» REQUIRED WORK:
Output all records exactly.

» STUDY MATERIAL:
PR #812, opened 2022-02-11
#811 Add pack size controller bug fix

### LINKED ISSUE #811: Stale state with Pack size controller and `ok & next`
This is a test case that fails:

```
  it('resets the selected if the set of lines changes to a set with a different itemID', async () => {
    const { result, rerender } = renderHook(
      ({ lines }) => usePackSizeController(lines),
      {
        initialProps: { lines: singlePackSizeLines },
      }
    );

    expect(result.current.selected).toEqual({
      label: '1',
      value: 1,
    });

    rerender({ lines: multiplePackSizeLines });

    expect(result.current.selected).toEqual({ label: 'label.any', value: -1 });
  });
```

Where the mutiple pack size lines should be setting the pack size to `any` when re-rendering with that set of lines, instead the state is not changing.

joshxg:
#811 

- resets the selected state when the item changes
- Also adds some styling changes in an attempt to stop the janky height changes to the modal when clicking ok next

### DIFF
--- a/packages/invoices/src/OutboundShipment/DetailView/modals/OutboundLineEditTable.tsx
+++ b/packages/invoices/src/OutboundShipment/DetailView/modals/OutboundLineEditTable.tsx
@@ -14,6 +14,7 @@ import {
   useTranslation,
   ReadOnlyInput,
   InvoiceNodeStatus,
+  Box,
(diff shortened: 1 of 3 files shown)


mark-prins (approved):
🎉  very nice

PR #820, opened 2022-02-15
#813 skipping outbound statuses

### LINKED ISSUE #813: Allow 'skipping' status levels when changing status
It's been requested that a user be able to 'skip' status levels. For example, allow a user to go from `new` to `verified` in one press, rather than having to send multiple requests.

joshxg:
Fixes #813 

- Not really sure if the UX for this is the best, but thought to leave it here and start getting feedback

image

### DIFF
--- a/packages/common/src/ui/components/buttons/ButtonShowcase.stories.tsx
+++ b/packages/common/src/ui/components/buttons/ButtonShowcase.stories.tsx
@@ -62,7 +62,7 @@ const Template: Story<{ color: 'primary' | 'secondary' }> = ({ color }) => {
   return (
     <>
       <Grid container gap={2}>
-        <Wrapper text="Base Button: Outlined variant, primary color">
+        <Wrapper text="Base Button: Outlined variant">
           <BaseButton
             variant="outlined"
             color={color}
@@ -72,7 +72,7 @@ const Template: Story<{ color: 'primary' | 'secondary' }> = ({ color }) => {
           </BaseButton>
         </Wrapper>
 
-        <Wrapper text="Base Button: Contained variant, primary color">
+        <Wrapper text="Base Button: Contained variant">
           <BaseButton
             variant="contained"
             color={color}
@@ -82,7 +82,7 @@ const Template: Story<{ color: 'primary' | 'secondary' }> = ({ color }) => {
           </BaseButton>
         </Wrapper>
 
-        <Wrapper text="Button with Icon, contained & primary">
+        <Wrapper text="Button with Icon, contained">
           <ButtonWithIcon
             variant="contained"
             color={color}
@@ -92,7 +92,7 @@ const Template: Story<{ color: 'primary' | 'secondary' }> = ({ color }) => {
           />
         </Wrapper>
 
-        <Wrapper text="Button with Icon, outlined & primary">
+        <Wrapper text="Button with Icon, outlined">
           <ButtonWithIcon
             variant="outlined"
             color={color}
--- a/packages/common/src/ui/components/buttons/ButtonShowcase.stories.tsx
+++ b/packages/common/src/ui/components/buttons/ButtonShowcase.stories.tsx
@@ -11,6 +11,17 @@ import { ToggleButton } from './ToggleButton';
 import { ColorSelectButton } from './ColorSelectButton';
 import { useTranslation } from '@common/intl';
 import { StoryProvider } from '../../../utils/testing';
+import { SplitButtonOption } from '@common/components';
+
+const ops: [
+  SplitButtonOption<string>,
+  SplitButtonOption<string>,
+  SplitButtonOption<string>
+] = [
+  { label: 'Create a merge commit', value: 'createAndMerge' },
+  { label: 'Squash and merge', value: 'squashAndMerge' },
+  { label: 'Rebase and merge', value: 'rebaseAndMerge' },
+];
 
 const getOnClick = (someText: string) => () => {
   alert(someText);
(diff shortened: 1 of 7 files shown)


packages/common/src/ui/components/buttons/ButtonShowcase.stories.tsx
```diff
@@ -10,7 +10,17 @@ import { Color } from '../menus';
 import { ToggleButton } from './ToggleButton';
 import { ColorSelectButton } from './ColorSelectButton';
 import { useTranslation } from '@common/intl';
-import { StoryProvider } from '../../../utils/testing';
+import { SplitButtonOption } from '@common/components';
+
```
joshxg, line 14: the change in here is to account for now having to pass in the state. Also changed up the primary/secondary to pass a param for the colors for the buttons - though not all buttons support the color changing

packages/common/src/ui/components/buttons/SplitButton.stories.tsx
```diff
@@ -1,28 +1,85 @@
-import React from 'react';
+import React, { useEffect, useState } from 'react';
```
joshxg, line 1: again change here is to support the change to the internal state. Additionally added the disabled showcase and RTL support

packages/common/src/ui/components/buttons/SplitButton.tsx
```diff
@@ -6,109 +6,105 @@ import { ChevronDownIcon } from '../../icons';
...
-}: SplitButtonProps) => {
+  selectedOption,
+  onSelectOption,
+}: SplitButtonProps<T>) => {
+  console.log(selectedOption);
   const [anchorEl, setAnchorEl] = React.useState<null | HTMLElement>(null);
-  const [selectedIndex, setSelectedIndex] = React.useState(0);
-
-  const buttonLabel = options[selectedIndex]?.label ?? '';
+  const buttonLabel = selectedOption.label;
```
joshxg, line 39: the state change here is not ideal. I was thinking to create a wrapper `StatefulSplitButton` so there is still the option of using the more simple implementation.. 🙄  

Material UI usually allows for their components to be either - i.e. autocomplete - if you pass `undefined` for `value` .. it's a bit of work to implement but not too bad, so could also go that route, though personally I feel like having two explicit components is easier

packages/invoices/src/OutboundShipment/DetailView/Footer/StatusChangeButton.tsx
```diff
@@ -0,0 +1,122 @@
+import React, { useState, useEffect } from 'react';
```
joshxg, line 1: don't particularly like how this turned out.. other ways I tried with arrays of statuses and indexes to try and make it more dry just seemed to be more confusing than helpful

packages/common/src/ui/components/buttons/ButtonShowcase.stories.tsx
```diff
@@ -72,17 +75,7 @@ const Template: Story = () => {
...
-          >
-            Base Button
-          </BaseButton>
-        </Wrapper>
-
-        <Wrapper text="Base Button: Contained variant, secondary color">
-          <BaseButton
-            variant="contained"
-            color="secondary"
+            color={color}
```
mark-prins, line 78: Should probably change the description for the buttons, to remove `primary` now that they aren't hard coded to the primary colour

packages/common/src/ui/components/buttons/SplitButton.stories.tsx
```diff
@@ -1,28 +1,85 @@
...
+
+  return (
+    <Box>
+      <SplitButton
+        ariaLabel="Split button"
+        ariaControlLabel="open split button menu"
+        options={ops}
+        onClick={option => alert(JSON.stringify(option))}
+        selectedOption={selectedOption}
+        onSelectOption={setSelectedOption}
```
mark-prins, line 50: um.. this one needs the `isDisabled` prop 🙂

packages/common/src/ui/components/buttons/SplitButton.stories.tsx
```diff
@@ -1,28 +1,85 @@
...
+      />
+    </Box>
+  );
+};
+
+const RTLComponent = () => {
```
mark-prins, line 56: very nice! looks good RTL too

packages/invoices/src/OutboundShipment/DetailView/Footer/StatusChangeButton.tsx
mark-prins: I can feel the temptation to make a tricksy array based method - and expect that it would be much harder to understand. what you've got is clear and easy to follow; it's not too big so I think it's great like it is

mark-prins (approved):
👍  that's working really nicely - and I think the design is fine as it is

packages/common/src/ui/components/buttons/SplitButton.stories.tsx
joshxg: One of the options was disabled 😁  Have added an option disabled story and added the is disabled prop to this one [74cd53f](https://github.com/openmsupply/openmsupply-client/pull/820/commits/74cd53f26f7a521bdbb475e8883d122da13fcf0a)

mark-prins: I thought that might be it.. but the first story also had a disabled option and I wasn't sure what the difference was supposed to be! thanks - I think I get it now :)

» WORKED SOLUTION:
PR #812, opened 2022-02-11
#811 Add pack size controller bug fix

### LINKED ISSUE #811: Stale state with Pack size controller and `ok & next`
This is a test case that fails:

```
  it('resets the selected if the set of lines changes to a set with a different itemID', async () => {
    const { result, rerender } = renderHook(
      ({ lines }) => usePackSizeController(lines),
      {
        initialProps: { lines: singlePackSizeLines },
      }
    );

    expect(result.current.selected).toEqual({
      label: '1',
      value: 1,
    });

    rerender({ lines: multiplePackSizeLines });

    expect(result.current.selected).toEqual({ label: 'label.any', value: -1 });
  });
```

Where the mutiple pack size lines should be setting the pack size to `any` when re-rendering with that set of lines, instead the state is not changing.

joshxg:
#811 

- resets the selected state when the item changes
- Also adds some styling changes in an attempt to stop the janky height changes to the modal when clicking ok next

### DIFF
--- a/packages/invoices/src/OutboundShipment/DetailView/modals/OutboundLineEditTable.tsx
+++ b/packages/invoices/src/OutboundShipment/DetailView/modals/OutboundLineEditTable.tsx
@@ -14,6 +14,7 @@ import {
   useTranslation,
   ReadOnlyInput,
   InvoiceNodeStatus,
+  Box,
(diff shortened: 1 of 3 files shown)


mark-prins (approved):
🎉  very nice

PR #820, opened 2022-02-15
#813 skipping outbound statuses

### LINKED ISSUE #813: Allow 'skipping' status levels when changing status
It's been requested that a user be able to 'skip' status levels. For example, allow a user to go from `new` to `verified` in one press, rather than having to send multiple requests.

joshxg:
Fixes #813 

- Not really sure if the UX for this is the best, but thought to leave it here and start getting feedback

image

### DIFF
--- a/packages/common/src/ui/components/buttons/ButtonShowcase.stories.tsx
+++ b/packages/common/src/ui/components/buttons/ButtonShowcase.stories.tsx
@@ -62,7 +62,7 @@ const Template: Story<{ color: 'primary' | 'secondary' }> = ({ color }) => {
   return (
     <>
       <Grid container gap={2}>
-        <Wrapper text="Base Button: Outlined variant, primary color">
+        <Wrapper text="Base Button: Outlined variant">
           <BaseButton
             variant="outlined"
             color={color}
@@ -72,7 +72,7 @@ const Template: Story<{ color: 'primary' | 'secondary' }> = ({ color }) => {
           </BaseButton>
         </Wrapper>
 
-        <Wrapper text="Base Button: Contained variant, primary color">
+        <Wrapper text="Base Button: Contained variant">
           <BaseButton
             variant="contained"
             color={color}
@@ -82,7 +82,7 @@ const Template: Story<{ color: 'primary' | 'secondary' }> = ({ color }) => {
           </BaseButton>
         </Wrapper>
 
-        <Wrapper text="Button with Icon, contained & primary">
+        <Wrapper text="Button with Icon, contained">
           <ButtonWithIcon
             variant="contained"
             color={color}
@@ -92,7 +92,7 @@ const Template: Story<{ color: 'primary' | 'secondary' }> = ({ color }) => {
           />
         </Wrapper>
 
-        <Wrapper text="Button with Icon, outlined & primary">
+        <Wrapper text="Button with Icon, outlined">
           <ButtonWithIcon
             variant="outlined"
             color={color}
--- a/packages/common/src/ui/components/buttons/ButtonShowcase.stories.tsx
+++ b/packages/common/src/ui/components/buttons/ButtonShowcase.stories.tsx
@@ -11,6 +11,17 @@ import { ToggleButton } from './ToggleButton';
 import { ColorSelectButton } from './ColorSelectButton';
 import { useTranslation } from '@common/intl';
 import { StoryProvider } from '../../../utils/testing';
+import { SplitButtonOption } from '@common/components';
+
+const ops: [
+  SplitButtonOption<string>,
+  SplitButtonOption<string>,
+  SplitButtonOption<string>
+] = [
+  { label: 'Create a merge commit', value: 'createAndMerge' },
+  { label: 'Squash and merge', value: 'squashAndMerge' },
+  { label: 'Rebase and merge', value: 'rebaseAndMerge' },
+];
 
 const getOnClick = (someText: string) => () => {
   alert(someText);
(diff shortened: 1 of 7 files shown)


packages/common/src/ui/components/buttons/ButtonShowcase.stories.tsx
```diff
@@ -10,7 +10,17 @@ import { Color } from '../menus';
 import { ToggleButton } from './ToggleButton';
 import { ColorSelectButton } from './ColorSelectButton';
 import { useTranslation } from '@common/intl';
-import { StoryProvider } from '../../../utils/testing';
+import { SplitButtonOption } from '@common/components';
+
```
joshxg, line 14: the change in here is to account for now having to pass in the state. Also changed up the primary/secondary to pass a param for the colors for the buttons - though not all buttons support the color changing

packages/common/src/ui/components/buttons/SplitButton.stories.tsx
```diff
@@ -1,28 +1,85 @@
-import React from 'react';
+import React, { useEffect, useState } from 'react';
```
joshxg, line 1: again change here is to support the change to the internal state. Additionally added the disabled showcase and RTL support

packages/common/src/ui/components/buttons/SplitButton.tsx
```diff
@@ -6,109 +6,105 @@ import { ChevronDownIcon } from '../../icons';
...
-}: SplitButtonProps) => {
+  selectedOption,
+  onSelectOption,
+}: SplitButtonProps<T>) => {
+  console.log(selectedOption);
   const [anchorEl, setAnchorEl] = React.useState<null | HTMLElement>(null);
-  const [selectedIndex, setSelectedIndex] = React.useState(0);
-
-  const buttonLabel = options[selectedIndex]?.label ?? '';
+  const buttonLabel = selectedOption.label;
```
joshxg, line 39: the state change here is not ideal. I was thinking to create a wrapper `StatefulSplitButton` so there is still the option of using the more simple implementation.. 🙄  

Material UI usually allows for their components to be either - i.e. autocomplete - if you pass `undefined` for `value` .. it's a bit of work to implement but not too bad, so could also go that route, though personally I feel like having two explicit components is easier

packages/invoices/src/OutboundShipment/DetailView/Footer/StatusChangeButton.tsx
```diff
@@ -0,0 +1,122 @@
+import React, { useState, useEffect } from 'react';
```
joshxg, line 1: don't particularly like how this turned out.. other ways I tried with arrays of statuses and indexes to try and make it more dry just seemed to be more confusing than helpful

packages/common/src/ui/components/buttons/ButtonShowcase.stories.tsx
```diff
@@ -72,17 +75,7 @@ const Template: Story = () => {
...
-          >
-            Base Button
-          </BaseButton>
-        </Wrapper>
-
-        <Wrapper text="Base Button: Contained variant, secondary color">
-          <BaseButton
-            variant="contained"
-            color="secondary"
+            color={color}
```
mark-prins, line 78: Should probably change the description for the buttons, to remove `primary` now that they aren't hard coded to the primary colour

packages/common/src/ui/components/buttons/SplitButton.stories.tsx
```diff
@@ -1,28 +1,85 @@
...
+
+  return (
+    <Box>
+      <SplitButton
+        ariaLabel="Split button"
+        ariaControlLabel="open split button menu"
+        options={ops}
+        onClick={option => alert(JSON.stringify(option))}
+        selectedOption={selectedOption}
+        onSelectOption={setSelectedOption}
```
mark-prins, line 50: um.. this one needs the `isDisabled` prop 🙂

packages/common/src/ui/components/buttons/SplitButton.stories.tsx
```diff
@@ -1,28 +1,85 @@
...
+      />
+    </Box>
+  );
+};
+
+const RTLComponent = () => {
```
mark-prins, line 56: very nice! looks good RTL too

packages/invoices/src/OutboundShipment/DetailView/Footer/StatusChangeButton.tsx
mark-prins: I can feel the temptation to make a tricksy array based method - and expect that it would be much harder to understand. what you've got is clear and easy to follow; it's not too big so I think it's great like it is

mark-prins (approved):
👍  that's working really nicely - and I think the design is fine as it is

packages/common/src/ui/components/buttons/SplitButton.stories.tsx
joshxg: One of the options was disabled 😁  Have added an option disabled story and added the is disabled prop to this one [74cd53f](https://github.com/openmsupply/openmsupply-client/pull/820/commits/74cd53f26f7a521bdbb475e8883d122da13fcf0a)

mark-prins: I thought that might be it.. but the first story also had a disabled option and I wasn't sure what the difference was supposed to be! thanks - I think I get it now :)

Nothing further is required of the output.